EFloat: Entropy-coded Floating Point Format for Deep LearningDownload PDF

21 May 2021 (modified: 08 Sept 2024)NeurIPS 2021 SubmittedReaders: Everyone
Keywords: Floating point representations, Huffman Encoding, Vector Embedding
TL;DR: A new floating point format for NLP models with variable width encoding of the exponent field using the Huffman encoding method.
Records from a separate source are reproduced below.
PR #49340, opened 2026-06-26
[internal/core] migrate semantic convention from v1.25.0 to v1.40.0

singhvibhanshu:
This PR is part 1 towards #45297 which aims at migrating network attributes from v1.25.0 to v1.40.0

- `net.host.port` is replaced by `server.port`
(Here is the reference link: https://opentelemetry.io/docs/specs/semconv/registry/attributes/network/#net-host-port)

- `net.peer.name` is replaced by `server.address` on client spans and `client.address` on server spans
(Here is the reference link: https://opentelemetry.io/docs/specs/semconv/registry/attributes/network/#net-peer-name)

- `net.peer.port` is replaced by `server.port`on client spans and `client.port` on server spans
(Here is the reference link: https://opentelemetry.io/docs/specs/semconv/registry/attributes/network/#net-peer-port)

- `net.transport` is replaced by `network.transport`
(Here is the reference link: https://opentelemetry.io/docs/specs/semconv/registry/attributes/network/#net-transport)

Assisted by: Claude Opus 4.8


singhvibhanshu:
May I ask for some reviews here from @open-telemetry/collector-contrib-approvers?

singhvibhanshu:
@evan-bradley,
May I get your review here, please? 🙏

internal/coreinternal/goldendataset/span_generator_test.go
```diff
@@ -193,3 +193,109 @@ func TestGenerateMessagingProducerSpanFeatureGates(t *testing.T) {
 		})
 	}
 }
+
+func TestGenerateNetworkConventionsFeatureGates(t *testing.T) {
+	// This exercises a database SQL client span. On a client span both net.peer.name
+	// and net.peer.port map to server.*; net.host.port has no server.* role here, so
+	// server.port must carry the peer port (3306, the MySQL server port) rather than
+	// the local host port (51306).
+	testCases := []struct {
```
dashpole, line 215: This test only covers SpanAttrDatabaseSQL (client span mapping to server.port). Consider adding a test case for server spans like SpanAttrMaxCount to verify that net.peer.port properly migrates to client.port under the new feature gates.

internal/coreinternal/goldendataset/span_generator_test.go
```diff
@@ -193,3 +193,109 @@ func TestGenerateMessagingProducerSpanFeatureGates(t *testing.T) {
...
+				"server.address":    "shopdb.example.com",
+				"server.port":       int64(3306),
+				"network.transport": "tcp",
+			},
+		},
+	}
+
+	for _, tc := range testCases {
+		t.Run(tc.name, func(t *testing.T) {
+			require.NoError(t, featuregate.GlobalRegistry().Set(metadata.InternalCoreinternalGoldendatasetDontEmitV0NetworkConventionsFeatureGate.ID(), tc.dontEmitV0))
```
dashpole: Setting both NetworkConventions and NetworkV125Conventions together couples the v1.12 and v1.25 gates in tests. Consider testing NetworkV125Conventions independently with NetworkConventions at its default to verify the port and transport migrations in isolation.

internal/coreinternal/goldendataset/span_generator_test.go
```diff
@@ -193,3 +193,109 @@ func TestGenerateMessagingProducerSpanFeatureGates(t *testing.T) {
...
+			require.NoError(t, featuregate.GlobalRegistry().Set(metadata.InternalCoreinternalGoldendatasetEmitV1NetworkConventionsFeatureGate.ID(), tc.emitV1))
+			require.NoError(t, featuregate.GlobalRegistry().Set(metadata.InternalCoreinternalGoldendatasetDontEmitV0NetworkV125ConventionsFeatureGate.ID(), tc.dontEmitV0))
+			require.NoError(t, featuregate.GlobalRegistry().Set(metadata.InternalCoreinternalGoldendatasetEmitV1NetworkV125ConventionsFeatureGate.ID(), tc.emitV1))
+
+			t.Cleanup(func() {
+				require.NoError(t, featuregate.GlobalRegistry().Set(metadata.InternalCoreinternalGoldendatasetDontEmitV0NetworkConventionsFeatureGate.ID(), false))
```
dashpole: t.Cleanup unconditionally resets these feature gates to false rather than restoring their previous states. Capturing prevDontEmit and prevEmitV1 beforehand and restoring those in Cleanup avoids test pollution across the suite.

internal/coreinternal/goldendataset/traces_generator_test.go
```diff
@@ -73,3 +73,15 @@ func TestGenerateTracesInvalidDatabaseFeatureGateCombination(t *testing.T) {
 	_, err := GenerateTraces("testdata/generated_pict_pairs_traces.txt", "testdata/generated_pict_pairs_spans.txt")
 	require.ErrorContains(t, err, "internal.coreinternal.goldendataset.DontEmitV0DatabaseConventions cannot be enabled without enabling internal.coreinternal.goldendataset.EmitV1DatabaseConventions")
 }
+
+func TestGenerateTracesInvalidNetworkV125FeatureGateCombination(t *testing.T) {
+	require.NoError(t, featuregate.GlobalRegistry().Set(metadata.InternalCoreinternalGoldendatasetDontEmitV0NetworkV125ConventionsFeatureGate.ID(), true))
+	require.NoError(t, featuregate.GlobalRegistry().Set(metadata.InternalCoreinternalGoldendatasetEmitV1NetworkV125ConventionsFeatureGate.ID(), false))
+	t.Cleanup(func() {
```
dashpole, line 117: Consider capturing the prior gate states before mutating the registry and restoring them in t.Cleanup, matching the pattern used in the other feature gate error tests in this file.

singhvibhanshu:
Can someone from @open-telemetry/collector-contrib-approvers please take a look at it? :pray:

internal/coreinternal/goldendataset/span_generator_test.go
singhvibhanshu: Done in 2814501

internal/coreinternal/goldendataset/span_generator_test.go
singhvibhanshu: Done in 2814501

internal/coreinternal/goldendataset/span_generator_test.go
singhvibhanshu: Done in 2814501

internal/coreinternal/goldendataset/traces_generator_test.go
singhvibhanshu: Done in 2814501

dashpole (approved):
lgtm

singhvibhanshu:
I’m not sure whether I’m interpreting this correctly or not. The code owners for this component are approvers from both **Collector** and **Collector Contrib**. Mr. Ashpole has approved this PR, so can I consider that approval final and add the `ready to merge` label, or do I also need an approval from a Collector approver? In this case, I believe that would be Mr. Bradley.

I’m adding the `ready to merge` label for now, hoping that a maintainer sees this and clarify this to me (if I am interpreting it wrongly).

I may sound confusing here but believe me I am not :slightly_smiling_face:

.chloggen/MigrateNET-45297.yaml
```diff
@@ -0,0 +1,27 @@
...
+subtext:
+
+# If your change doesn't affect end users or the exported elements of any package,
+# you should instead start your pull request title with [chore] or use the "Skip Changelog" label.
+# Optional: The change log or logs in which this entry should be included.
+# e.g. '[user]' or '[user, api]'
+# Include 'user' if the change is relevant to end users.
+# Include 'api' if there is a change to a library API.
+# Default: '[user]'
+change_logs: []
```
dmitryax, line 27: If this is a user facing change, please mention components are affected. If it's used by the tests only, we don't need the feature gates or changelog item because it's an internal package

singhvibhanshu: I'm happy to drop the changelog entry and feature gates as it's in an internal package only. But one thing which I keep thinking of is, I've migrated various semantic conventions earlier too, see some examples: https://github.com/open-telemetry/opentelemetry-collector-contrib/pull/48858, https://github.com/open-telemetry/opentelemetry-collector-contrib/pull/49154, https://github.com/open-telemetry/opentelemetry-collector-contrib/pull/48848 with a similar approach, I am worried whether my old migrations got wrong in these terms?

singhvibhanshu: And I think (please correct me if I am wrong here) that components shouldn't be affected for now as they are in alpha state.

singhvibhanshu: While moving feature gates to beta, I think at that time it makes more sense to mention about it. WDYT?

dmitryax: I cannot see any user facing change in this PR or others you mentioned. Let me know what I miss

dmitryax: A changelog item "Migrates semantic conventions from v1.25.0 to v1.40.0" in pkg/cointernal sounds pretty confusing for me as an end-user.

We should fully understand the impact of the changes we are making. We should not clutter changelog just in case and expect users to decode it for us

Abstract: In a large class of deep learning models, specifically vector embedding models in NLP, we observe that floating point exponent values tend to cluster around few unique values, presenting entropy encoding opportunities. The proposed EFloat floating point number format encodes frequent exponent values and signs with Huffman codes to minimize the average exponent field width while keeping the original exponent range unchanged. Saved bits then become available to the significand increasing the EFloat numeric precision on average by 4.3 bits compared to other low-precision floating point formats of equal bit budget. We currently use the EFloat format for compressing and saving memory used in large NLP deep learning models while I/O and memory bandwidth savings in GPUs and AI accelerators are also possible. Using RMS-error as a precision metric, we demonstrate that EFloat provides more accurate floating point representation than other formats with the same bit budget. EF12 with 12-bit budget has less end-to-end application error than the 16-bit BF16. EF16 RMS-error is 17 to 35 times less than BF16 RMS-error for a range of datasets. Using the NDCG metric for evaluating ranked results of similarity and dissimilarity queries in NLP, we demonstrate that EFloat matches the result quality of other floating point representations with larger bit budgets.